Finite element method (FEM) is a stable and reliable computing method through meshing the continuum into discrete units. When structures undergo large deformations, the computing accuracy is significantly influenced by the distortion of discrete units. In explicit method, a stable time step must be very small if the distortion of discrete units occurs, which greatly adds up the computing cost. Element-free method (EFM) is studied by many researchers for avoiding the effects of discrete units on numerical consequence. Solution with EFM depends on the discrete nodes setting up within or at the edge of a domain. Shape function is constructed on local nodes, so there is no mesh-dependence problem. The primary advantage of this approach is that there is no singularity of stiffness matrix induced by distortion of discrete units in the solution of large deformation and discontinuity problems. Element free Galerkin (EFG) method is based on the global Galerkin weak forms and the integration of background grids. The displacement approximation functions are generated by using the least squares approximation constructed via nodes in local fields. The computational accuracy and convergence rate of EFG methods have been demonstrated to be the same as FEM. The stability of this method is not affected by the irregular nodes, and furthermore, it can be combined with FEM and BEM (boundary element method) to improve the computing efficiency.

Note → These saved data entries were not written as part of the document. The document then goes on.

Issue #302, opened 2018-11-19
Range ignored if put after pivoting operation


affo:
The query:

```
from(bucket: "telegraf")
    |> pivot(rowKey:["_time"], columnKey: ["_field"], valueColumn: "_value")
    |> range(start: -1h)
```

raises the error:

```
failed to create physical plan: result 'from0' is unbounded. Add a 'range' call to bound the query,
```

While:

```
from(bucket: "telegraf")
    |> range(start: -1h)
    |> pivot(rowKey:["_time"], columnKey: ["_field"], valueColumn: "_value")
```

Executes normally.

Could be related to https://github.com/influxdata/flux/issues/139.

nathanielc:
The `fromRows` builtin use range last which causes this error. We need to change fromRows to do the range first.

nathanielc:
Can a range push trhough a pivot? If so we need to add the rewrite rule for it. If not then we need to update the `fromRows` function to add its own range call.

jlapacik:
I don't believe range can be pushed through a pivot according to the current pivot spec. The column schema that pivot produces depends on the number of unique values in pivot's `columnKey`. The more unique values, the more columns the output tables will have.

A range before a pivot will restrict the number of unique values for the `columnKey`. A range after pivot however could potentially produce null columns (columns with only null values) - something that cannot occur if range comes before pivot.

The only way I see that `range |> pivot` could be equivalent to `pivot |> range` is when pivot's `rowKey` contains the `_time` column **and** if pivot were to strip any null columns from its output by default.

@aanthony1243 do you agree? Am I leaving anything out?

affo:
I see your point @jlapacik.

Just to be sure that I got the point with `null` values, let me provide an example. Please correct me if some assumption is wrong.

`null` values can happen only when some point is missing a value for a `rowKey`, `columnKey` pair.
So, for instance, suppose the `rowKey` is `_time` and the `columnKey` is `_field`, it could happen that a point with a new field causes `null`s in every previous point for that field. Ranging and excluding that point would cause a `null` column.

Correct?

Now, some considerations:

Given that `pivot` is very general, it could produce any kind of "weird" result (suppose you specify `_value` as `columnKey` or `rowKey`...). So, I agree with you, `pivot` is too general to be swapped a priori with `range`.

[...]

PR #307, opened 2018-11-20
Dropping fromRows for toRows

affo:
Related to #302.

`fromRows` is buggy, it needs to be split into `from` and `toRows`.


functions/transformations/transformations_test.go
```diff
@@ -22,6 +22,7 @@ var skipTests = map[string]string{
 	"string_interp":             "string interpolation not working as expected in flux (https://github.com/influxdata/platform/issues/404)",
 	"to":                        "to functions are not supported in the testing framework (https://github.com/influxdata/flux/issues/77)",
 	"task_per_line":             "bug in group by caused by heterogeneous table schemas (https://github.com/influxdata/flux/issues/100)",
+	"fromRows":                  "buggy, dropping support (https://github.com/influxdata/flux/issues/302)",
```
nathanielc: Can we fix this test as part of this change?

nathanielc:
>  I think this is OK but toRows is not generally applicable except for results from influx storage. it will probably be a good fit once we have namespaces. should we keep for now?

I think this should inform what we name it. And yes when we have namespaces we will want to place it in an influx specific namespace.

We can pick a descriptive name for it now, then when we have namespaces we can rename it accordingly. For example `influxToRows` could become `influx.toRows`, or maybe we use `pivot`, `influxPivot` or `influx.pivot` when we have namespaces. Thoughts? Just brainstorming here, but we definitely need a better name.

affo:
I opened an issue about a `select` statement and its relation with `toRows`. What do you guys think?

https://github.com/influxdata/flux/issues/312

Could `select` be an appropriate name? I thought about this because `toRows` performs a IFQL-style `SELECT *`.

affo:
`select` implementation is postponed.

For a better name, here are my proposals:
 - `transpose` (very algebric)
 - `rows` (without "to" it seems less of an output)
 - `lines` (recalls the line protocol)
 - `pivotField` (describes what it does)

The name will be prefixed with `influx`.

@aanthony1243 can you comment on this?

aanthony1243:
maybe...   `influxFieldsByRow` ?   the default is fields-by-column

affo:
What do you think of `influxFieldsAsCols`?

It seems much clearer to me, don't you think?  
By default, field values are stored in rows 😄 

> For now, I left the .csv files for fromRows and skipped the tests, because fromRows leaves _start and _stop fields while toRows not.  
I saw that they are used in window, for instance. Should I keep them?  
Can I suppose that different fields for the same point have the same triple _start, _stop, _time?  
If so I could just use the 3 of them as rowKey in the pivoting operation.

Can you comment on this?

aanthony1243:
`influxFieldsAsCols`  sounds good to me.  

if `_start` and `_stop` are dropped by pivot, it's because they are not part of the table key.  If you want them retained by the `pivot` call, then add a `group(by: ["_start", "stop", "_measurement", "_field"])`  before the pivot.  

I don't know if `fromRows`  will ever come back exactly as it was.  we can probably drop the tests.

aanthony1243:
I think @nathanielc thumbs up is good enough, I dismissed his review this is OK to merge!

affo:
Should I also update a SPEC, or should I file an issue as a reminder for the next release?

aanthony1243:
@affo yes, submit a PR to update the spec please.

EFG method has been well used in the buckling analysis of thin-walled members. Liu [9] developed an EFG formulation to calculate the buckling loads of symmetrically laminated composite plates based on the principle of minimum potential energy, and found that solving the eigenvalue problem is much more computationally efficient compared to the FEM. Chinnaboon [10] developed a BEM-based meshless method for buckling analysis of elastic plates with various boundary conditions that include elastic supports and restraints. Liew [11] used an EFG method to study the elastic buckling behavior of stiffened and un-stif- fened folded plates under partial in-plane edge loads. Tamijani [12] employed the EFG method for buckling and static analysis of plates with arbitrary curvilinear stiffeners. Peng [13] obtained the critical buckling load of ribbed plates using the mesh-free method based on the first-order shear deformation theory. Xiang [14] predicted buckling behavior of microtubules based on an atomistic- continuum model. Lu [15] developed an adaptive enrichment mesh-free method to capture wrinkling and post-buckling behavior in sheet metal forming. Li [16] used mesh-free method for numerical simulations of large deformation of thin shell structures, which showed simplicity in both formulation and implementation as compared to shell theory approach. Lin [17] used a non-linear dynamic explicit scheme for the post-buckling analysis of thin-walled structure based on the meshless shell formulation. Compared with the finite element method, the mesh-free method possesses the same accuracy and can save some computing time as well as work out the problems that can’t be solved by the traditional FEM.

The FEM and EFG quasi-static explicit methodologies are applied to trace the post-buckling path of thin-walled members in this paper. The key factors that control the convergence rate and dynamic responses, such as the computation time, loading function and damping relaxation, are discussed and suggested in the numerical buckling analysis. Three examples of thin-walled members occurred snap-through, overall and locally buckling are studied in detail by quasi-static explicit FEM and EFG method, and the efficiency and accuracy of the applied methods are demonstrated through the comparison with the conventional solution of implicit arc-length method.